Damit ich nicht immer im fremden (Deister-) Revier wildern muss, hab ich mir gedacht, ich mache mal nen Fred für das Wiehengebirge und die B.O. - Mindener Gegend auf. 

Zum Start:

http://www.mtb-news.de/lmb/detail.php?t=4049

Gruß

Axel


----------



## -Kiwi- (12. Februar 2007)

Hallo.
Wie sind die Trails in Bergkirchen so? Gibt's Freeride- oder kleine DH-Passagen? Sprünge oder ähnliches? Fahrt ihr von da aus in Richtung Porta oder Lübbecke?
Gruß, Kiwi.


----------



## MTB-News.de




----------



## exto (12. Februar 2007)

Zumindest am Sonntag soll's Richtung Porta gehen.

Gleich oberhalb von Bergkirchen gibt's nen netten kleinen Spot an dem man ein Paar kleine Freerideeinlagen starten kann. Ein Paar kleine Drops, n ganz netter Kicker. Der Standarddownhill am Wilhelm soll durch Windbruch blockiert sein. Ich find den Weg über die Treppen am Willhelm und anschließend den Weg zur Freilichtbühne auch ganz ok.
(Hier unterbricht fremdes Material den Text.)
PR #2431, opened 2026-02-26
Restore autopr assignees

### LINKED ISSUE #2407: AutoPRs should have assignees but don't
When an AutoPR is created, it should be assigned to the person who submitted the PR that was just merged.  Right now, the PR is created, but isn't assigned to anyone.

phargogh:
This PR restores assignees by using the github API (via a python script) to fetch the username(s) of whoever created the PR(s) that went into a specific commit.  Github's interface only supports PRs authored by 1 person (as far as I know), but this approach would also support octopus merges from multiple sources, should those ever be supported.

I also took the opportunity to add a little more helpful information to the PR body itself and some additional debug logging.

Fixes #2407

## Checklist

### DIFF
--- a/.github/auto-main-into-release-pr-body.md
+++ b/.github/auto-main-into-release-pr-body.md
@@ -39,4 +39,4 @@ All changes pushed in this way will appear in this PR.
 
 <hr>
 
-<sub> This PR was created because there was a push to `$SOURCE_BRANCH` that triggered this workflow, which is defined at `.github/workflows/autopr-create.yml`. This workflow was triggered by `$PR_USERNAME` with the event `$GH_EVENT`. </sub>
+<sub> This PR was created because there was a push to `$SOURCE_BRANCH` that triggered this workflow, which is defined at `.github/workflows/autopr-create.yml`. This workflow was triggered by `$PR_USERNAMES` with the event `$GH_EVENT`. </sub>


.github/workflows/autopr-create.yml
```diff
@@ -34,16 +34,14 @@ jobs:
...
                   else
                       # event_name is presumed to have been a push.
-                      # A push could include a bunch of commits, so just get
-                      # the login name of the user that pushed
-                      PR_USERNAME="${{ github.event.push.pusher.username }}"
                       export PR_MSG='due to a push to `main`.'
                   fi
+                  export PR_USERNAMES=$(python scripts/who-authored-the-pr.py ${{ github.sha }})
+                  export COMMIT_URL="https://github.com/${{ github.repository }}/commit/${{ github.sha }}"
+                  export GH_EVENT="${{ github.event }}"
```
claire-simpson: `github.event` would be a whole payload object right? Do we want this, or maybe `github.event_name` since it looks like we're just using this in the PR body text?

.github/auto-main-into-release-pr-body.md
```diff
@@ -39,8 +39,4 @@ All changes pushed in this way will appear in this PR.
 
 <hr>
 
-<sub>
-
-This PR was created because there was a push to `$SOURCE_BRANCH` that triggered this workflow, which is defined at `.github/workflows/autopr-create.yml`
-
-</sub>
+<sub> This PR was created because there was a push to `$SOURCE_BRANCH` that triggered this workflow, which is defined at `.github/workflows/autopr-create.yml`. This workflow was triggered by `$PR_USERNAME` with the event `$GH_EVENT`. </sub>
```
claire-simpson: Should this be `$PR_USERNAMES` plural?

.github/workflows/autopr-create.yml
```diff
@@ -91,15 +89,15 @@ jobs:
...
                         # the person who merged the PR that caused this commit to be
                         # created. Others could of course be assigned later.
                         FAILED=0
                         gh pr create \
                             --head ${AUTOPR_BRANCH} \
                             --base ${RELEASE_BRANCH} \
-                            --reviewer "${PR_USERNAME}" \
-                            --assignee "${PR_USERNAME}" \
+                            --reviewer "${PR_USERNAMES}" \
+                            --assignee "${PR_USERNAMES}" \
```
claire-simpson, line 101: I don't _think_ it would ever be the case that `who-authored-the-pr` would return `''`.. but it does seem like an empty string reviewer or assignee would break this, so just wanted to flag this in case you think we should have a fallback

claire-simpson (changes requested):
Thanks @phargogh!

.github/workflows/autopr-create.yml
phargogh: Yep, definitely!  Patched in 95e7a57c2

.github/auto-main-into-release-pr-body.md
phargogh: Yep, sure should.  Patched in 28d615598

.github/workflows/autopr-create.yml
phargogh: You know, I think the action will still run (somewhat counterintuitively) because that's what it's been doing so far and why we don't have any assignees!  I think that behavior is OK, although definitely not ideal, so I _think_ we might be OK to just use this as-is and at least not have a regression of behavior.

claire-simpson: Works for me!

claire-simpson (approved):
Looks good!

Alles in Allem sicher nix was deinen Bomber (sehr schön übrigens) richtig fordern könnte. Halt viel Singletrails mit Wurzelpassagen. Eher n Auf und Ab.


----------



## mxraven (18. Februar 2007)

Hallo exto! Ich habe mich und mein Freund schon als Mitfahrer eingetragen. Freuen uns mal eine andere Gegend kennen zu lernen. Bei uns ist alles noch gesperrt. Dank Kyrill! Aber von Melle über die A 30 bin ich auch in 25 min in B.O.
Also bis später dann Marko! Ich hoffe doch das noch ein paar mehr das Super Wetter nutzen wollen!


----------



## -Kiwi- (18. Februar 2007)

Wünsche euch viel Spaß.
Wir werden heute allerdings im Wesergebirge unterwegs sein.
Gruß, Kiwi.


----------



## Molly (18. Februar 2007)

Wie wars an der Porta?
Hier geht noch ein ganzer DH, alles andere ist nicht mehr zu erkennen...
und den trail auf der Wallücker Südseite haben sie mal wieder extra mit Ästen verbarrikadiert, ohne Tragen (mein liebster Sport) keine Tour. Forstwege sind allerdings fast alle frei. Wetter war super.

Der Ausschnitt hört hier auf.